Liberals’ newfound respect for “federalism” is completely disingenuous. People who support a national policy on abortion are prohibited from ever using the word “federalism.”

I note that whenever liberals talk about “federalism” or “states’ rights,” they are never talking about a state referendum or a law passed by the duly elected members of a state legislature — or anything voted on by the actual citizens of a state. What liberals mean by “federalism” is: a state court ruling. Just as “choice” refers to only one choice, “the rule of law” refers only to “the law as determined by a court.”…

Just once, we need an elected official to stand up to a clearly incorrect ruling by a court. Any incorrect ruling will do, but my vote is for a state court that has ordered a disabled woman to be starved to death at the request of her adulterous husband…

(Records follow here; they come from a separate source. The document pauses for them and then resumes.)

Issue #5130, opened 2021-09-23
Val MVP: Create AdministrativeSet as a valkyrie resource through UI


elrayle:
### Descriptive summary

As part of the Valkyrization MVP, a user should be able to create an admin set through the UI with the underlying code processing the admin set as a `Hyrax::AdministrativeSet`.

### Rationale

Part of the basic Valkyrization MVP for testing the progress of the valkyrization effort.

### Steps to reproduce the behavior

1. Login to [nurax-pg](https://nurax-pg.curationexperts.com)
1. Dashboard -> [Collections](https://nurax-pg.curationexperts.com/dashboard/my/collections?locale=en) -> New Collection
2. Select Admin Set
2. Fill in required metadata
3. Save

The admin set should be created and listed in the Dashboard -> Collections -> Your Collections.

### Related work

See all work tagged with Milestone [Valkyrization MVP](https://github.com/samvera/hyrax/milestone/19)

rjkati:
I am able to complete the steps above to create an admin set on nurax-pg. However, when I click "Save" in the final step, I get a "NoMethodError in Hyrax::Admin::AdminSetsController#create " message.

URL: https://nurax-pg.curationexperts.com/admin/admin_sets?locale=en
![nomethoderror](https://user-images.githubusercontent.com/32644254/140406321-82c24fba-79f6-4324-a745-1acf66cbbe8b.PNG)

rjkati:
Admin sets can be created on nurax-pg in Hyrax 3.4.1

jlhardes:
Closing this issue since admin sets can now be created.

PR #5268, opened 2021-12-03
add transactions for creating an admin set

elrayle:
Partially addresses Issue #5130 - Val MVP: Create AdministrativeSet as a valkyrie resource through UI

----

This adds transactions used when creating a `Hyrax::AdministrativeSet` that is a valkyrie resource.  This will be used for the `#create` action in the `Hyrax::Admin::AdminSetsController`.

@samvera/hyrax-code-reviewers

### DIFF
--- a/lib/hyrax/transactions/admin_set_create.rb
+++ b/lib/hyrax/transactions/admin_set_create.rb
@@ -4,7 +4,7 @@ require 'hyrax/transactions/transaction'
 module Hyrax
   module Transactions
     ##
-    # Creates a Collection from a ChangeSet
+    # Creates a Hyrax::AdministrativeSet from a ChangeSet
     #
     # @since 3.2.0
     class AdminSetCreate < Transaction
--- a/lib/hyrax/transactions/admin_set_create.rb
+++ b/lib/hyrax/transactions/admin_set_create.rb
@@ -1,0 +1,22 @@
+# frozen_string_literal: true
+require 'hyrax/transactions/transaction'
+
+module Hyrax
+  module Transactions
+    ##
+    # Creates a Collection from a ChangeSet
+    #
+    # @since 3.2.0
+    class AdminSetCreate < Transaction
+      DEFAULT_STEPS = ['change_set.apply',
+                       'admin_set_resource.apply_collection_type_permissions',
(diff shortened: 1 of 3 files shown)


lib/hyrax/transactions/admin_set_create.rb
```diff
@@ -0,0 +1,22 @@
+# frozen_string_literal: true
+require 'hyrax/transactions/transaction'
+
+module Hyrax
+  module Transactions
+    ##
+    # Creates a Collection from a ChangeSet
```
cjcolvar, line 7:
```suggestion
    # Creates an AdminSet from a ChangeSet
```

cjcolvar (dismissed):
This looks good!  I just had one suggestion to clarify what the transaction is creating.

I started that suggestion with `AdminSet` then changed it to `AdministrativeSet` which got me wondering about the potential disconnect in naming between AdminSet and AdministrativeSet.  Is the approach to keep naming classes using "admin set" to match the existing names (e.g. `AdminSetCreate` and the `admin_set_resource` transaction container namespace) except for the `AdministrativeSet` model iteself?

lib/hyrax/transactions/admin_set_create.rb
elrayle: Nice catch!

elrayle:
RE: admin set vs administrative set - There are a lot of places in the code that will not be reproduced for `Hyrax::AdministrativeSet`.  The code is blending handling of both in the same class.  As a result, admin set has been used as a generic short hand for either.  Not ideal as it can create some confusion.  But it would be a challenging refactor to do everywhere.  That said, I am open to using the term administrative set when ever possible to at least minimize the confusion.  

We see the same thing happening for collections where the term collection is used as a generic term for both `::Collection` and `Hyrax::PcdmCollection` and any other class that may get created for collections.  I think it would be more difficult to use the full name for collections because the class isn't restricted to just those two classes.

elrayle:
While looking at a refactor to use `administrative_set` instead of `admin_set`, I noticed that other transactions use the abbreviated `admin_set` (i.e. ensure_admin_set, set_default_admin_set and their associated steps).

cjcolvar (approved):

President Andrew Jackson is supposed to have said of a Supreme Court ruling he opposed: “Well, John Marshall has made his decision, now let him enforce it.” The court’s ruling was ignored. And yet, somehow, the republic survived.

If Gov. Jeb Bush doesn’t say something similar to the Florida courts that have ordered Terri Schiavo to die, he’ll be the second Republican governor disgraced by the illiterate ramblings of a state judiciary. Gov. Mitt Romney will never recover from his acquiescence to the Massachusetts Supreme Court’s miraculous discovery of a right to gay marriage. Neither will Gov. Bush if he doesn’t stop the torture and murder of Terri Schiavo.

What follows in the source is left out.